_Records for the task_

PR #270, opened 2019-11-14
2_6 user menu tests

cohenlea:


cohenlea:
[Cypress: User Mgmt. 2.6 through 2.6.2 #medium](https://trello.com/c/el5rF45C/342-cypress-user-mgmt-26-through-262-medium)

cohenlea:
Uses new seed data from https://github.com/boxwise/dropapp/pull/262 and some tests will fail until that pr is merged

cypress/integration/2_6_UserMenu.js
```diff
@@ -0,0 +1,69 @@
...
+        // check that admin can see roles Coordinator and User
+        CheckForElementByText("td[class='list-level- list-column-usergroup'] div", "TestUserGroup_Coordinator");
+        CheckForElementByText("td[class='list-level- list-column-usergroup'] div", "TestUserGroup_User");
+
+        // login as coodrinator; check that coordinator can see roles User but not Admin
+        cy.visit('/?logout=1');
+        cy.loginAsCoordinator();
+        cy.visit('/?action=cms_users');
+        CheckForElementByText("td[class='list-level- list-column-usergroup'] div", "TestUserGroup_User");
+        CheckElementDoesNotExist("tr[id='row-100000000']");
```
DurkoMatko: Is this checking that TestUserGroup_Coordinator rows don't exist? Maybe it'd be better to do this?

`cy.get("tr").contains('TestUserGroup_Coordinator').should('not.exist');`

I'm not sure where does that id come from but I wouldn't trust it to always be the same. It looks like DB id of this user group from test seed..In that case it will work like it is...but dunno, I find this another option bit more readable. Up to you :)

cypress/integration/2_6_UserMenu.js
```diff
@@ -0,0 +1,69 @@
...
+    it("2_6 Check for list elements", () => {
+        CheckForElementByTypeAndTestId("a.active", "active_pending");
+        CheckForElementByTypeAndTestId("a", "expired");
+        CheckForElementByTypeAndTestId("a", "deactivated");
+        CheckForElementByTypeAndTestId("input", "select_all");
+        CheckForElement("a[href='?action=cms_users_edit&origin=cms_users']");
+        CheckElementNotEmpty("td[class='list-level- list-column-email'] div[class='td-content']");
+
+        // check that admin can see roles Coordinator and User
+        CheckForElementByText("td[class='list-level- list-column-usergroup'] div", "TestUserGroup_Coordinator");
```
DurkoMatko: btw if you check other test files, we usually define user/group/product names as consts on the top of the files. So if the seed from some reason changes, we can just change the "headers" of the test files and don't have to search for them in all the tests. Can you maybe add those const variables?

cypress/integration/2_6_UserMenu.js
```diff
@@ -0,0 +1,69 @@
...
+
+    it("2_6_1 Check for list elements for single user edit page", () => {
+        ClickOnElement("td[class='controls-front list-level- list-column-naam'] a[class='td-content-field']");
+        CheckForElement("div[id='div_naam']");
+        CheckForElement("div[id='div_email']");
+        CheckForElement("div[id='div_cms_usergroups_id']");
+        CheckForElement("div[id='div_valid_firstday']");
+        CheckForElement("div[id='div_valid_lastday']");
+        CheckForElement("div[id='div_lastlogin']");
+        CheckForElement("div[class='created light small']");
```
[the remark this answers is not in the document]
cohenlea: Hey @DurkoMatko thanks for the feedback. I cleaned up the strings and added data-testids, also added the option for this attribute in cms_form_created.tpl and cms_form_info.tpl - take a look and let me know if this works.

cypress/integration/2_6_UserMenu.js
DurkoMatko: Solved.

cypress/integration/2_6_UserMenu.js
DurkoMatko: Solved.

cypress/integration/2_6_UserMenu.js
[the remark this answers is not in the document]
DurkoMatko: Nice, looks good! I actually never added any data-testid to template myself :D I always just politely ask Hans to add it for me :D

PR #261, opened 2019-11-11
Add testid option in page tabs for Cypress

HaGuesto:
When using the helper function `addpagemenu` the testid can be passed as an option now.

PR #271, opened 2019-11-17
Use data-testid to navigate user tabs in cypress tests

DurkoMatko:
**change:** use data-testid to navigate user tabs in cypress tests (supported since Hans added the support in https://github.com/boxwise/dropapp/pull/261)

`data-testid` attributes are added as a part of Lea's PR here -  https://github.com/boxwise/dropapp/pull/270 ...so her PR needs to be merged to make this work)


HaGuesto:
@DurkoMatko when you approved and merged #270 from @cohenlea, please also merge this PR.

PR #272, opened 2019-11-19
QR-codes added without existing box are recorded as 'New Qr-code crea…

naphets123:
…ted'


naphets123:
[Track the generation of QR-codes in the history table #small](https://trello.com/c/Xv6d4q2O/283-track-the-generation-of-qr-codes-in-the-history-table-small)

pdf/qr.php
```diff
@@ -51,6 +51,8 @@
                 $from['int'] = $box['qr_id'];
             }
             simpleSaveChangeHistory('stock', $labels[$i], 'New Qr-code assigned.', $from, ['int' => $id]);
+        } else {
+            simpleSaveChangeHistory('stock', 0, 'New QR-code created');
```
HaGuesto: This would mean that you write into the history table that something happened in the stock table and that the id of the data is 0.

PR #275, opened 2019-11-20
Added table list of foreign keys to listdelete

naphets123:


HaGuesto:
[Implement FK check for archiving #large](https://trello.com/c/k2q4w4OK/334-implement-fk-check-for-archiving-large)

_Work request_
The assignment is to restate, word for word, each line from the one containing "make this work)" through the final line of the material above.

_Response area_
`data-testid` attributes are added as a part of Lea's PR here -  https://github.com/boxwise/dropapp/pull/270 ...so her PR needs to be merged to make this work)


HaGuesto:
@DurkoMatko when you approved and merged #270 from @cohenlea, please also merge this PR.

PR #272, opened 2019-11-19
QR-codes added without existing box are recorded as 'New Qr-code crea…

naphets123:
…ted'


naphets123:
[Track the generation of QR-codes in the history table #small](https://trello.com/c/Xv6d4q2O/283-track-the-generation-of-qr-codes-in-the-history-table-small)

pdf/qr.php
```diff
@@ -51,6 +51,8 @@
                 $from['int'] = $box['qr_id'];
             }
             simpleSaveChangeHistory('stock', $labels[$i], 'New Qr-code assigned.', $from, ['int' => $id]);
+        } else {
+            simpleSaveChangeHistory('stock', 0, 'New QR-code created');
```
HaGuesto: This would mean that you write into the history table that something happened in the stock table and that the id of the data is 0.

PR #275, opened 2019-11-20
Added table list of foreign keys to listdelete

naphets123:


HaGuesto:
[Implement FK check for archiving #large](https://trello.com/c/k2q4w4OK/334-implement-fk-check-for-archiving-large)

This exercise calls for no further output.